Hands-Free Devices Not Risk-Free According To AAA

Using a hands-free device while driving does not mean you are risk-free. The AAA Foundation for Traffic Safety has evidence to prove it. Recently, the organization released a new study which revealed that using voice-activated apps such as Siri or in-car technologies while driving still pose a real danger and are risky distractions for drivers.

Related: Recent study finds voice-activated apps ineffective

AAA research
In its research, AAA involved 150 drivers who were analyzed while participating in various distracting activities like listening to an audio book, talking on the phone and responding to voice-activated emails. They drove on a driving simulator and in an instrumented vehicle on residential streets in Salt Lake City. Two years were spent to measure their brain activity.

In order to monitor the driver's eye and head movement, researchers mounted cameras inside the instrumented car while a Detection-Response-Task device was used to record the driver's reaction when responding to triggers of red and green lights. Researchers also used a special electroencephalographic (EEG) configured skull cap to determine the driver’s mental workload. The findings from the AAA study showed that as mental workload and distractions increase, reaction time slows, brain function is compromised and drivers scan the road less. This study strengthens the fact that distracted driving is real, risky and deadly. 

Statistics
In 2011, distracted driving was a factor in about 10% of the fatal accidents in the U.S. In Kentucky, distraction was cited as a factor in 49,821 collisions that killed 144 people.
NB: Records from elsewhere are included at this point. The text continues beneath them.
PR #9576, opened 2023-11-07
update api-dependencies and check cloudwatch/logs enabled

steffyP:
## Motivation
Previous PR https://github.com/localstack/localstack/pull/9494 enabled the loading of specific services only. 
In this PR we update the `API_DEPENDENCIES` for community, and added checks for before calling non-required services.

## Changes
* **Lambda**
    * prevent `EventSourceListener` to start if the event-source service is not loaded
    * skip the start of `LogHandler` thread, if `logs` is not enabled
    
* **CloudWatch-Util**
   * added checks before calling service (logs + cloudwatch)
   * the  `publish_lambda_metric` is also used by `lambda`
 
* **Logs**
  * skip metric-filter if `cloudwatch` is disabled

* updated `API_DEPENDENCIES`


localstack/services/lambda_/invocation/logs.py
```diff
@@ -62,10 +63,15 @@ def run_log_loop(self, *args, **kwargs) -> None:
                 )
 
     def start_subscriber(self) -> None:
+        if not is_api_enabled("logs"):
```
steffyP, line 66: just preventing the thread start here. we can discuss if there are better approaches to handle this when `logs` are disabled.

localstack/utils/bootstrap.py
```diff
@@ -44,10 +44,9 @@
 # maps from API names to list of other API names that they depend on
 API_DEPENDENCIES = {
     "dynamodb": ["dynamodbstreams"],
-    "dynamodbstreams": ["kinesis"],
+    "dynamodbstreams": ["kinesis", "dynamodb"],
     "es": ["opensearch"],
-    "lambda": ["logs", "cloudwatch", "s3", "sqs"],
-    "kinesis": ["dynamodb"],
+    "lambda": ["s3", "sqs", "sts"],
```
bentsku, line 49: good catch! 👍

localstack/utils/bootstrap.py
```diff
@@ -44,10 +44,9 @@
 # maps from API names to list of other API names that they depend on
 API_DEPENDENCIES = {
     "dynamodb": ["dynamodbstreams"],
-    "dynamodbstreams": ["kinesis"],
+    "dynamodbstreams": ["kinesis", "dynamodb"],
```
bentsku, line 47: I suppose the dependency is the other way around, if somebody wants to use `dynamodbstreams` then they have to enable `dynamodb`, I don't think we should enable it for them.

bentsku (approved):
LGTM! This is awesome! Also, great catch for `sts`. 🚀

localstack/utils/bootstrap.py
bentsku: Also, I don't think this is blocking or anything, we can update the list later on!

steffyP: that makes sense. i will remove it again :)

joe4dev (approved):
This PR covers the basic Lambda scenarios 👍
It's gonna be tough to maintain these conditionals for many service combinations.

I tested the provided testing scenario with `SERVICES=lambda` and this PR fixes Lambda create-function, invoke, and (dummy) event source mapping (already create-function would fail without this PR) 👏👏👏 .

⚠️ I assume DLQs and success/failure destinations would fail with an exception in the `event_manager.py` 🤔 Would it provide some helpful logging output?

I guess one of the relevant scenarios for 3.0 is related to users who have set `SERVICES` since a long time before it got re-purposed. Obviously, any user code depending on other services within Lambda could fail somewhat implicitly but this likely falls under misconfiguration.


Out of the scope for this PR but I just wanted to comment on integrations to consider for ext:
* X-Ray
* and potentially ECR for pulling Lambda
* IAM

localstack/services/lambda_/event_source_listeners/event_source_listener.py
```diff
@@ -40,6 +44,12 @@ def start_listeners_for_asf(event_source_mapping: Dict, lambda_service: LambdaSe
             )
             if self_managed_endpoints.get("KAFKA_BOOTSTRAP_SERVERS"):
                 service_type = "kafka"
+        elif not is_api_enabled(service_type):
+            LOG.info(
```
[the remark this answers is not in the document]
steffyP: IMO `info` should be fine, because it's impossible to pass a valid/existing source-arn here (otherwise the service would be available).

PR #9578, opened 2023-11-07
Update remaining usages of LOCALHOST_HOSTNAME

simonrw:
## Motivation

Some usages of `LOCALHOST_HOSTNAME` were missed during the migration to `LOCALSTACK_HOST`. This PR addresses that.

Note: usages of _returning_ `LOCALHOST_HOSTNAME` are changed, not internal usages of `LOCALHOST_HOSTNAME` to return to `localhost`. This is important, because `LOCALSTACK_HOST` is a "cosmetic" variable, and as such should not be used as a value to reach `localhost`.

## Changes

* Update external usages of `LOCALHOST_HOSTNAME` to use `LOCALSTACK_HOST`.
* Move Route53 hosted zone fixture to a common location for use in the network configuration tests in LocalStack Pro
* `LOCALSTACK_HOST` no longer configures the edge port if `GATEWAY_LISTEN` is _not_ specified
    * this was weird behaviour, and a confusing mix of cosmetic and functional variables

### DIFF
--- a/localstack/config.py
+++ b/localstack/config.py
@@ -603,16 +603,6 @@ def populate_edge_configuration(
     localstack_host_raw = environment.get("LOCALSTACK_HOST")
     gateway_listen_raw = environment.get("GATEWAY_LISTEN")
 
-    # new for v2
-    # get the potentially set port from LOCALSTACK_HOST first to use for gateway listen
-    localstack_host_port = constants.DEFAULT_PORT_EDGE
-    if localstack_host_raw is not None:
-        localstack_host_port = HostAndPort.parse(
-            localstack_host_raw,
-            default_host=constants.LOCALHOST_HOSTNAME,
-            default_port=constants.DEFAULT_PORT_EDGE,
-        ).port
-
     # parse gateway listen from multiple components
     if gateway_listen_raw is not None:
         gateway_listen = []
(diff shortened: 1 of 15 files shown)


localstack/services/apigateway/helpers.py
```diff
@@ -619,7 +618,8 @@ def host_based_url(rest_api_id: str, path: str, stage_name: str = None):
 
 def get_execute_api_endpoint(api_id: str, protocol: str = "") -> str:
     port = config.get_edge_port_http()
```
dfangl, line 620: Can we change this to localstack_host.host_and_port instead of using get_edge_port_http?

dfangl (approved):
LGTM!

localstack/services/apigateway/helpers.py
joe4dev: mhm, maybe that's a sign to remove `get_edge_port_http()` anyways with 3.0 and force extensions to update 🤔 
It's a bit short notice and uncool that all extensions need to be re-released but it might be nicer to break it with a major change ...
I could tackle it in a follow up if we wanna go this router 🎢

joe4dev (approved):
LGTM 👍

localstack/services/apigateway/helpers.py
simonrw: I agree we should use `localstack_host().host_and_port()` in this case 👍

tests/unit/test_config.py
```diff
@@ -75,114 +82,68 @@ class TestEdgeVariablesDerivedCorrectly:
...
-    def test_defaults(self, default_ip):
+    # This parameterised test forms a table of scenarios we need to cover. Each
+    # input variable (gateway_listen, localstack_host) has four unique
+    # combinations of inputs:
+    # * default
+    # * host only
+    # * ip only
+    # * host and ip
+    # and there are two variables so 16 total tests
+    @pytest.mark.parametrize(
```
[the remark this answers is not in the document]
joe4dev: It would also simplify removing `EDGE_PORT` from `populate_edge_configuration` if we wish to do so later 👍

localstack/config.py
```diff
@@ -603,16 +603,6 @@ def populate_edge_configuration(
     localstack_host_raw = environment.get("LOCALSTACK_HOST")
     gateway_listen_raw = environment.get("GATEWAY_LISTEN")
 
-    # new for v2
```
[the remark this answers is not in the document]
joe4dev: It would be interesting to know why we added it in the first place but I guess that remains unknown 🪄

joe4dev (approved):
More explicit, clearer, and easier 💯  LGTM 🚀 

(the major change is a bit sneaky in the usage update PR ;)

MEPalma (approved):

simonrw:
> (the major change is a bit sneaky in the usage update PR ;)

I've put in the PR description, so it's fine right?! 🤷

dfangl (approved):
Love it! Test cases look good as well, i think it's quite clear what's going on.

PR #9580, opened 2023-11-08
s3: add regex transformer for different regions

sannya-singal:
## Motivation
When using non-default values for account and region, S3 tests should still create the consequent resources in this accounts and region. If the region is set as `us-west-2` in `TEST_AWS_REGION_NAME` and we create a `KMS` client for the same region I get kms key ARN as `arn:aws:kms:<region>:111111111111:key/<uuid:1>` i.e. the value for `us-west-2` is replaced by the default region regex transformer `<region>`. But now if we create a KMS client say for some other region other than the `TEST_AWS_REGION_NAME`  assume `us-west-1` the value of the ARN is `arn:aws:kms:us-west-1:111111111111:key/<uuid:1>`. 

## Changes
This PR adds a `RegexTransformer` to both the hardcoded regions and updates the corresponding snapshot for `tests.aws.services.s3.test_s3.TestS3.test_s3_sse_validate_kms_key`.

### DIFF
--- a/tests/aws/services/s3/test_s3.py
+++ b/tests/aws/services/s3/test_s3.py
@@ -48,6 +48,7 @@ from localstack.services.s3.utils import (
 )
 from localstack.testing.aws.util import is_aws_cloud
 from localstack.testing.pytest import markers
+from localstack.testing.snapshots.transformer import RegexTransformer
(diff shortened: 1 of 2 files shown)


bentsku (approved):
LGTM, this is a limitation of the snapshot framework, but good to see it addressed in this test! 👍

Unfortunately, this number will continue to rise unless we do something to stop it. Please put your phones and other devices away before you drive.

Related: Safety Groups: Hands-Free Devices No Safer Than Hand-Held

As a Kentucky Accident Attorney, I advise all drivers to end distracted driving. One of the simplest ways to do that is to stop using any type of communications device or gadget behind the wheel. Another way is to stay focused. Passengers, eating and even pets can also cause distractions. Always keep your eyes on the road and your hands on the wheel. Refrain from using hands-free devices, stay focused and enjoy a safe and risk-free travel.